Dataset excerpts →
· · ·

Issue #579, opened 2017-12-30
Date column positioning


flyingOwl:
I just got updated to version 1.12.0 on my Fedora machine. And I really don't like the change that was described here: #321 and done here: #399 . For me the date column is very important so I never wanted it anywhere else.

I have a few news feeds which I rarely read (say: marking items as read) but I sometimes visit the website. So whenever I open that feed I only want to scroll down to an item I have already seen (while visiting the website the previous day e.g.). While scrolling, I heavily depend on the date column. It's easier to remember the time of the last visit than the last headline I've seen. And now the date column is so far away from the headline that it's really unpleasant to keep an eye on it. It's also not easy to see which date belongs to which headline. I know you can change to width of the headline column, but this messes with long titles and would create a lot whitespace to the right.

I also sometimes open (very active) feeds and want to check the time of the last item. Now my eyes have to pan over the whole screen instead of just a few centimeters.

I would propose to either make the columns draggable, so everyone can change the columns on their own. Or at least add a switch to the settings to toggle the date placement (before the title or after the title).

sitaramc:
I second this.  In many of my feeds, I want to wait 2-3 days before I open the link, because the comments are often more interesting/important than the main article (which I would have probably seen elsewhere anyway).

I definitely do not like this change that forcibly moved the date to the far right.  Please make it draggable.

Speaking for myself, even a simple format spec in the preferences that specifies what column goes where would be fine.  So, for example, the default might be "%F %H %A %D", and people like me and flyingOwl could change it to "%F %D %A %H".  You could also allow strftime format specs for the "%D" part.

yaneti:
Technically a plugin approach similar to the bold-unread plugin would work eg:
```
from gi.repository import GObject, Peas, PeasGtk, Gtk, Liferea, Gdk, Pango

class NrDateFirstPlugin (GObject.Object, Liferea.ShellActivatable):
    __gtype_name__ = 'NrDateFirstPlugin'

    shell = GObject.Property (type=Liferea.Shell)

    def do_activate (self):
        normalviewitems = self.shell.lookup ("normalViewItems")
        self.itemlist = normalviewitems.get_child().get_child()
        self.columns = self.itemlist.get_columns()
        self.itemlist.move_column_after(self.columns[4], self.columns[1])


    def do_deactivate (self):
        self.itemlist.move_column_after(self.columns[4], self.columns[3])
```
But not in this simplistic form because that would be very fragile  wrt columns order and view mode changes

[...]

PR #587, opened 2018-01-04
Allow drag and drop reordering and save position of the date column

yaneti:
New configuration option - last-date-column-pos,
updated on each drag and drop reordering of the date column.

an attempt to pacify the unrest in #579

### DIFF
--- a/net.sf.liferea.gschema.xml.in
+++ b/net.sf.liferea.gschema.xml.in
@@ -232,6 +232,11 @@
       <summary>Send "Do Not Track" header</summary>
       <description>Configures wether the "DNT" header is to be sent. If enabled sends "DNT: 1", meaning Do Not Track.</description>
     </key>
+    <key name="last-date-column-pos" type="i">
+      <default>-1</default>
+      <summary>Date column position</summary>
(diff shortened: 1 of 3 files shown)


lwindolf:
Awesome change! I'll promise to review it soon.

One thing that worries me is that only the date column position is persisted. I already see users putting the state column to the far right and expecting it to stay there...

yaneti:
With the current patch the only column marked reorderable (i.e the only one you can drag/drop) is the date column, so technically the state column can't be moved to the far right.
It is more like an Easter egg than a fully customizable order.

I guess It could be redone with say a  "item_list_colmns" setting holding some variant, hash or string encoding of the order if thats the preferable thing..

yaneti:
Another approach to the column ordering submitted in #589 . Moves the column order in a setting, which covers all currently used columns.

lwindolf:
With #580 being merged what would be the next steps for DnD?

yaneti:
It took some time for me to remember were we were with this ;)

Perhaps the next step is the patch in #629 which actually marks all columns reorderable and saves the new order in the new setting

lwindolf:
Sorry about the delay and thank you for your patience!

PR #596, opened 2018-01-26
Update sv.po

jony0008:
Update Swedish translation


lwindolf:
Thank you for the update!!!

Issue #578, opened 2017-12-30
Unable to set unread items in bold


EverEve:
Hello, 
I use Liferea on Debian Testing since long time. I've started it today and I've found that unread items are not displayed in bold and article date/time is no more displayed.

This happens with self-compiled package and the Debian repository package as well.
Tried also to build from the latest tarball source but the issue is not solved.

Can someone help? Thanks.

lwindolf:
Sounds very strange. I cannot reproduce this. Can you provide a screenshot and check if there are any command line errors while accessing the headlines?

sicelo:
As someone else experiencing the problem, (Debian Sid), I opened a bug against liferea, https://bugs.debian.org/cgi-bin/bugreport.cgi?bug=885868.

Without hijacking OPs thread, I am attaching my command line log, as well as a screenshot (you notice there are 5 unread items for the active feed, but on the headline everything looks the same). As mentioned on the Debian bug report, I removed everything in ~/.config/liferea, so hopefully it is not a case of corrupted settings, etc.

[liferea.log](https://github.com/lwindolf/liferea/files/1604030/liferea.log)
![screenshot from 2018-01-04 18-52-07](https://user-images.githubusercontent.com/3158319/34574735-ffd5450c-f180-11e7-82b4-8d6d24ceb5a5.png)

petep:
I too am having the same problem. Here's my setup:

OS: Fedora 27, 32 bit
Version: liferea-1.12.0-2.fc27.i686
Desktop: Mate 1.19.2

Please let me know if you need any further details.

lwindolf:
@sicelo @petep Which views are you using? Email or wide view. Cannot tell from the screenshot...

sicelo:
my screenshot was taken with "Normal" view active.
It looks like the problem does not happen on Wide View (which I do not use, because it is too wide for my 1024x768 screen)

So culprit is "Normal" view.

petep:
I can confirm that. Wide view highlights new articles correctly.

petep:
Corresponding Redhat bug: https://bugzilla.redhat.com/show_bug.cgi?id=1534643

Seems it's tricky to reproduce.

lwindolf:
I do have no idea yet what is causing the issue. But I believe the difference in behaviour between wide and normal view comes from the two different code paths:

- normal view: setting PANGO_WEIGHT_NORMAL or BOLD via gtk_tree_store_set()
[...]

PR #601, opened 2018-02-02
Changing item and feed time from time_t to gint64

Leiaz:
I'm using `gint64` and not `guint64` as I said in #578 because it looks like it is more commonly used for time, as it allows representing dates before epoch too (even if *we* don't need that).

I haven't modified `date.c` for now, but I thought about rewriting it to only use cross platform GLib functions if possible. That way we wouldn't have to deal with the Linux vs Windows vs Mac problems ourselves, and we could remove the macros and conditional compile.


Leiaz:
So, Glib doesn't have a direct equivalent to `strptime` (which is not available in Windows). It has a currently incomplete `g_time_val_from_iso8601` to parse iso8601 dates that will be more complete in Glib 2.56. To avoid using `strptime` we have to parse some dates ourselves, so I'm not sure this is simpler ...

It currently fails the parse date tests for iso8601_hours and iso8601_wrong : Glib's `g_time_val_from_iso8601` reports success in parsing them, and returns a value ...

Leiaz:
@lwindolf Do I add manual parsing of iso8601 to fix the test (is the hour only format actually allowed in feeds ? for the [atom format](https://tools.ietf.org/html/rfc4287#section-3.3) a date must be in the date-time form from [RFC3339](https://tools.ietf.org/html/rfc3339) which includes the full time) ? 

Or do I leave it like this ? Or scratch all of this and just fix the gint64/time_t thing ?

lwindolf:
I would go for adjusting the test. I'm not sure where I took the test example. I'd say I mistakingly thought up a ISO date without the minutes.

lwindolf:
I'm fine with your code. I personally prefer goto's if the simplify the code.

PR #604, opened 2018-02-12
Correctly print error message when failing to unlock gnome keyring

john-smith7:


lwindolf:
Thank you for improving this!

PR #608, opened 2018-02-25
Switch to GAction and GtkBuilder

Leiaz:
This is cherry-picking of commits from #276 and it is not finished. I haven't modified the functions that enable/disable actions yet. I want to see if the actions can be grouped first. Except for that, it should work.

@GreenLunar Are the toolbar buttons in the order you expect for RTL ?

### DIFF
--- a/glade/Makefile.am
+++ b/glade/Makefile.am
@@ -6,6 +6,7 @@ glade_DATA = about.ui \
 	enclosure_handler.ui \
 	google_source.ui \
 	inoreader_source.ui \
+	liferea_menu.ui \
 	mainwindow.ui \
 	new_folder.ui \
 	new_newsbin.ui \
--- a/glade/Makefile.am
+++ b/glade/Makefile.am
@@ -7,6 +7,7 @@ glade_DATA = about.ui \
 	google_source.ui \
 	inoreader_source.ui \
 	liferea_menu.ui \
+	liferea_toolbar.ui \
 	mainwindow.ui \
 	new_folder.ui \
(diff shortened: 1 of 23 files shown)


Leiaz:
The menu item from the plugin isn't removed when the plugin is deactivated. It looks like the only way to remove an item from a menu is [by index](https://developer.gnome.org/gio/stable/GMenu.html#g-menu-remove), and I'm not seeing a nice way to find an item's index and the plugin has no way to know if it was the last to add an item ...

Also, I'll look into how accelerators work now. The [trick to edit them](https://docs.xfce.org/faq) doesn't work.

Leiaz:
Accelerators now work and could be customized from a Python plugin using `gtk_application_set_accels_for_action`.

Leiaz:
@lwindolf  I looked in ui/popup_menu.c to see if we could use the actions there and simplify the code. We could because currently `ui_popup_item_menu` doesn't take the passed item into account, so the popup only works because a right click changes the selected item. Maybe we should fix that ? Sometimes I'd like to right-click open an item without unselecting the one I'm looking at. That is how the treeviews usually work.

lwindolf:
Makes sense. Would be a nice improvement.

Leiaz:
@lwindolf I think I'll stop adding to that branch for now :) If you want to review and merge to master or to your headerbar plugin branch to add some actions to the buttons.

lwindolf:
@Leiaz So far works like a charm. Code looks nice and improved too. I really value your work!

PR #826, opened 2020-05-03
Fix save/restore position issues with tray icon

mhoran:
There were a few issues with tray icon save/restore:

* Fix raising Liferea from another workspace using official GDK API.
* Clicking the tray icon didn't save position. Now we just call toggle.
* Closing or minimizing the window wouldn't save position either.

### DIFF
--- a/plugins/trayicon.py
+++ b/plugins/trayicon.py
@@ -133,7 +133,8 @@ class TrayiconPlugin (GObject.Object, Liferea.ShellActivatable):
             self.window.hide()
 
     def trayicon_click(self, widget, data = None):
-        self.shell.toggle_visibility()
+        # Always show the window on click, as some window managers misbehave.
+        self.shell.show_window()
 
     def trayicon_minimize_on_close(self, widget, event):
         self.shell.save_position()
--- a/plugins/trayicon.py
+++ b/plugins/trayicon.py
@@ -144,7 +144,7 @@ class TrayiconPlugin (GObject.Object, Liferea.ShellActivatable):
         self.shell.toggle_visibility()
 
     def trayicon_quit(self, widget, data = None):
-        Liferea.shutdown()
+        Liferea.Application.shutdown()
 
     def trayicon_popup(self, widget, button, time, data = None):
         self.menu.popup(None, None, self.staticon.position_menu, self.staticon, 3, time)
--- a/plugins/trayicon.py
+++ b/plugins/trayicon.py
@@ -129,13 +129,14 @@ class TrayiconPlugin (GObject.Object, Liferea.ShellActivatable):
         "Hide window when minimize"
         if event.changed_mask & event.new_window_state & Gdk.WindowState.ICONIFIED:
             self.window.deiconify()
+            self.shell.save_position()
             self.window.hide()
 
     def trayicon_click(self, widget, data = None):
-        self.window.deiconify()
-        self.window.show()
+        self.shell.toggle_visibility()
 
     def trayicon_minimize_on_close(self, widget, event):
+        self.shell.save_position()
         self.window.hide()
         return True
 
--- a/src/ui/liferea_shell.c
+++ b/src/ui/liferea_shell.c
@@ -1352,15 +1352,28 @@ liferea_shell_present (void)
 	gtk_window_present (shell->window);
 }
 
+static gboolean
+liferea_shell_window_is_on_other_desktop(GdkWindow *gdkwindow)
+{
+#ifdef GDK_WINDOWING_X11
+	return GDK_IS_X11_DISPLAY (gdk_window_get_display (gdkwindow)) &&
+	    (gdk_x11_window_get_desktop (gdkwindow) !=
+	     gdk_x11_screen_get_current_desktop (gdk_window_get_screen (gdkwindow)));
+#else
+	return FALSE;
+#endif
+}
+
 void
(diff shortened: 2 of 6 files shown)


src/ui/liferea_shell.c
```diff
@@ -1355,23 +1356,15 @@ void
...
-	if (gdk_window_get_state (gtk_widget_get_window (mainwindow)) & GDK_WINDOW_STATE_ICONIFIED) {
-		/* The window is either iconified, or on another workspace */
-		/* Raise it in one click */
-		if (gtk_widget_get_visible (mainwindow)) {
-			liferea_shell_save_position ();
-			gtk_widget_hide (mainwindow);
-		}
+	if (gdk_x11_window_get_desktop (gdkwindow) !=
+	    gdk_x11_screen_get_current_desktop (gdk_window_get_screen (gdkwindow))) {
+		gdk_x11_window_move_to_current_desktop (gdkwindow);
```
Leiaz, line 1363: This is X11 specific.
The [doc suggests](https://developer.gnome.org/gdk3/stable/gdk3-X-Window-System-Interaction.html) to check the backend in use.
I don't have Wayland installed, so I didn't check what happens.
This function is only used in the trayicon plugin for now and the plugin is useless on Wayland, but it shouldn't be specific to this plugin. Or then, we should just move it there, but I think hiding the window might be desirable on Wayland too ?

mhoran: Good catch. I think it'd be easiest to keep this in here vs. the plugin, but I agree it should be wrapped in a check. I also don't have Wayland, so I'm not sure what happens there.

If someone feels strongly that this should be moved into the plugin, I can look into that as well. I agree that hiding the window might be desirable on Wayland, in which case keeping protocol specific bits in here would seem to make the most sense.

mhoran: I went ahead and wrapped the X11 specific APIs as described in the docs.

src/ui/liferea_shell.c
```diff
@@ -1352,15 +1352,28 @@ liferea_shell_present (void)
...
 liferea_shell_toggle_visibility (void)
 {
 	GtkWidget *mainwindow = GTK_WIDGET (shell->window);
 	GdkWindow *gdkwindow = gtk_widget_get_window (mainwindow);
 
-	if (gdk_x11_window_get_desktop (gdkwindow) !=
-	    gdk_x11_screen_get_current_desktop (gdk_window_get_screen (gdkwindow))) {
+	if (liferea_shell_window_is_on_other_desktop (gdkwindow)) {
+#ifdef GDK_WINDOWING_X11
 		gdk_x11_window_move_to_current_desktop (gdkwindow);
```
Leiaz, line 1375: Right now, `liferea_shell_window_is_on_other_desktop` imply `GDK_IS_X11_DISPLAY` but to be future proof, I think it would be better to check here too.

mhoran: Sounds good -- I went back and forth on this one, but I think that's a good call.

plugins/trayicon.py
```diff
@@ -129,21 +129,22 @@ def window_state_event_cb(self, widget, event):
         "Hide window when minimize"
         if event.changed_mask & event.new_window_state & Gdk.WindowState.ICONIFIED:
             self.window.deiconify()
+            self.shell.save_position()
             self.window.hide()
 
     def trayicon_click(self, widget, data = None):
-        self.window.deiconify()
-        self.window.show()
+        self.shell.toggle_visibility()
```
lwindolf, line 136: This change will not work. Actually there should be a large comment there about why (my fault for it being missing)...

The rationale is that forcing showing Liferea on any tray click is the only way to support all the hidden window bug reports we've seen over the last 2 years. There were users who could not access the application anymore because there desktop environment caused the visibility check to fail and the app never showed up again.

While it would be great to have toggling for all the people where it works properly, it cannot be for all those broken setups...

lwindolf:
@mhoran thanks for fixing my liferea_shutdown() mess up!!!

plugins/trayicon.py
mhoran: Got it. I remember this used to be the behavior and had a vague recollection that there was some reason it wasn't this way anymore, but couldn't remember why. I'll leave a comment.

I didn't want to duplicate the logic in here but part of the reasoning for this change is to make sure that we restore the saved window position (if any). That logic is private at the moment but I'll work something out.

lwindolf: Thanks!

plugins/trayicon.py
```diff
@@ -174,10 +175,11 @@ def save_config(self, minimize_setting):
             f.write(minimize_setting)
 
     def trayicon_click(self, widget, data = None):
-        self.window.deiconify()
```
lwindolf, line 177: I fear we need to keep the deiconify() also. This is for window managers that still do icon minimization (think OpenStep, Enlightement) where you iconify Liferea and want it deiconified when clicking on the tray.

mhoran: I think that should be covered here: https://github.com/lwindolf/liferea/pull/826/commits/a1dda20aa7dacb429aa931d9b67cb475805bc3ab#diff-7386da2621ccaf16c69c72a556b8263eR1384.

lwindolf: Oh... I was to focussed on the trayicon code!

PR #844, opened 2020-06-17
Update metainfo path

nE0sIghT:
`/usr/share/appdata` is deprecated now:
https://www.freedesktop.org/software/appstream/docs/chap-Metadata.html

### DIFF
--- a/Makefile.am
+++ b/Makefile.am
@@ -17,7 +17,7 @@ net.sourceforge.liferea.service: Makefile
 		mv $@.tmp $@
 
 
-appdatadir = $(datadir)/appdata
+appdatadir = $(datadir)/metainfo
 appdata_in_files = $(PACKAGE_TARNAME).appdata.xml.in
 appdata_DATA = $(appdata_in_files:.xml.in=.xml)
 


lwindolf:
@rich-coe @paulgevers Maybe you can advise on wether it is already time to do this switch from a distro perspective?

paulgevers:
@lwindolf I'm not totally sure if it matters for Debian. If I skim https://wiki.debian.org/AppStream/Guidelines and https://appstream.debian.org/ quickly, it seems that we pick up all the files:

> In Debian, we parse all XML provided by upstream projects as well as other metadata (.desktop-files, ...), and compile a single YAML metadata file from it, which is then shipped to users via APT.

rich-coe:
@lwindolf I'm not packaging liferea for any distro.  I don't have an opinion about this topic.

lwindolf:
@paulgevers Thanks for the info.

@rich-coe Sorry, totally mistook you for a maintainer :-)

lwindolf:
@nE0sIghT Thanks for the contribution! Merging this for 1.13.3

Issue #857, opened 2020-07-31
Build instructions missing a few items


BillDietrich:
On Ubuntu GNOME 20.04 at least, the source build instructions in the README are missing a few items: dependencies libtool and intltool, and a "sudo" on "make install".

I would like to fix this issue myself, as practice for submitting some source code changes to the project.  So please don't fix it yourself.

I have used GitHub only for single-person projects without branching.  Is the correct process to create this issue, create a branch, commit changes to the branch, then create a pull request (referencing the open issue) for the branch ?  Then you will evaluate the PR, and if approved, you will merge the branch into the master ?  Thanks.

BillDietrich:
I get an error when trying to push to the branch I created:

```
$ git status
On branch issue857
Changes to be committed:
  (use "git restore --staged <file>..." to unstage)
	modified:   README.md

~/projects/liferea $ git diff
~/projects/liferea $ git commit -a -m 'in build instructions, add dependencies libtool and intltool, and "sudo" on "make install"'
[issue857 4b36e458] in build instructions, add dependencies libtool and intltool, and "sudo" on "make install"
 1 file changed, 4 insertions(+), 4 deletions(-)
~/projects/liferea $ git diff
~/projects/liferea $ git push -u origin issue857
Username for 'https://github.com': BillDietrich
Password for 'https://BillDietrich@github.com': 
remote: Permission to lwindolf/liferea.git denied to BillDietrich.
fatal: unable to access 'https://github.com/lwindolf/liferea.git/': The requested URL returned error: 403
~/projects/liferea $ git status
On branch issue857
nothing to commit, working tree clean
```

Leiaz:
That is because you don't have the right to push to this repository. In order to post a pull request, you must fork it on GitHub, to make your own Liferea repo on GitHub, then you push your branch with your changes on your Liferea repo on GitHub. After that, you can open a pull request and choose your branch. Github will even show a notification to directly open a pull request for that branch when you visit the Liferea repo.

BillDietrich:
Okay, I will do that, thanks.  But that is not the normal method, is it ?  I thought normally people could create a branch without forking a whole repo.  Maybe I'm wrong.

Leiaz:
No, you can only create branches if you have write access to the repo. Making a fork is the normal method on Github, unless you have write access to the repo.

BillDietrich:
Okay, let me see if I have this straight:
1- I fork the whole Liferea repo to make my own repo
[...]

PR #858, opened 2020-08-06
in build instructions, add dependencies libtool and intltool, and "sudo" on "make install"

BillDietrich:
Needed on Ubuntu 20.04 at least.


Leiaz:
@lwindolf On Debian testing too, libtool and intltool don't seem to be part of build-essential.

BillDietrich:
Not sure how I should cross-link these things.  Here is link to the original issue: https://github.com/lwindolf/liferea/issues/857

PR #861, opened 2020-08-18
Adding missing strings to the spanish translation

vosian:
Some missing strings were added tot he spanish translation

### DIFF
--- a/po/es.po
+++ b/po/es.po
@@ -2344,3 +2344,2353 @@ msgstr "En descarga"
 
 #~ msgid "_Open link in:"
 #~ msgstr "Abrir enlace en:"
+# translation of es.po to Spanish
+# translation of es_099.po to Spanish
+# translation of es_094.po to Spanish
+# Traducción por Carlos Fenollosa <topopardo@topopardo.com>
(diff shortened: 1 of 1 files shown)


vosian:
Although I added some missing strings, there are a few that confuse me, what's the use of the strings that start with "_" like `_Copy Image Location` ? and then strings like `Open Link In _Tab`?

Leiaz:
They are [mnemonics](https://developer.gnome.org/gtk3/stable/GtkLabel.html). They are used for navigating the UI with the keyboard. The letter after the underscore in the code will be highlighted/underlined in the UI if you press the Alt key. Then pressing the letter moves the focus or select the associated widget/menu element.

vosian:
Indeed you are right, I have to fix that. I also noticed that strings with warnings on poedit don't show in liferea, most of those are because the original have exclamation marks but not the translation, but there are warnings over strings ending with ellipsis I don't know how to handle, it says strings have to end with a period

lwindolf:
Argh... auto-merge failed by reintroducing the duplication. Will manually merge to master.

· · ·

Work instruction →
From the entries above, return exactly the line containing "Another approach to", the line containing "Version: liferea-1.12.0-2.fc27.i686", and all lines between, and nothing else.

Task output →
Another approach to the column ordering submitted in #589 . Moves the column order in a setting, which covers all currently used columns.

lwindolf:
With #580 being merged what would be the next steps for DnD?

yaneti:
It took some time for me to remember were we were with this ;)

Perhaps the next step is the patch in #629 which actually marks all columns reorderable and saves the new order in the new setting

lwindolf:
Sorry about the delay and thank you for your patience!

PR #596, opened 2018-01-26
Update sv.po

jony0008:
Update Swedish translation


lwindolf:
Thank you for the update!!!

Issue #578, opened 2017-12-30
Unable to set unread items in bold


EverEve:
Hello, 
I use Liferea on Debian Testing since long time. I've started it today and I've found that unread items are not displayed in bold and article date/time is no more displayed.

This happens with self-compiled package and the Debian repository package as well.
Tried also to build from the latest tarball source but the issue is not solved.

Can someone help? Thanks.

lwindolf:
Sounds very strange. I cannot reproduce this. Can you provide a screenshot and check if there are any command line errors while accessing the headlines?

sicelo:
As someone else experiencing the problem, (Debian Sid), I opened a bug against liferea, https://bugs.debian.org/cgi-bin/bugreport.cgi?bug=885868.

Without hijacking OPs thread, I am attaching my command line log, as well as a screenshot (you notice there are 5 unread items for the active feed, but on the headline everything looks the same). As mentioned on the Debian bug report, I removed everything in ~/.config/liferea, so hopefully it is not a case of corrupted settings, etc.

[liferea.log](https://github.com/lwindolf/liferea/files/1604030/liferea.log)
![screenshot from 2018-01-04 18-52-07](https://user-images.githubusercontent.com/3158319/34574735-ffd5450c-f180-11e7-82b4-8d6d24ceb5a5.png)

petep:
I too am having the same problem. Here's my setup:

OS: Fedora 27, 32 bit
Version: liferea-1.12.0-2.fc27.i686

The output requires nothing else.